[[ Given data, beginning ]]
PR #3338, opened 2023-08-29
aptos: tooling for mainnet upgrades

kcsongor:
This PR adds support for mainnet aptos upgrades in the aptos upgrade script and the governance proposal generator.
Also added the missing testnet NFT bridge address.

Changed the default behaviour of the governance proposal generator script to fail if the directory is dirty. This can be overridden with the `—force` flag.

### DIFF
--- a/aptos/scripts/deploy
+++ b/aptos/scripts/deploy
@@ -11,21 +11,17 @@ EOF
 exit 1
 }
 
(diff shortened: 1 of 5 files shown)


evan-gray (approved):

kev1n-peters (approved):

a5-pickle (approved):
Reviewed aptos directory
[[ Given data, end ]]
◆ **Exercise**
Looking at the material above, count the lines that hold "generator" and give the total alone.

◆ **Result of the exercise**
2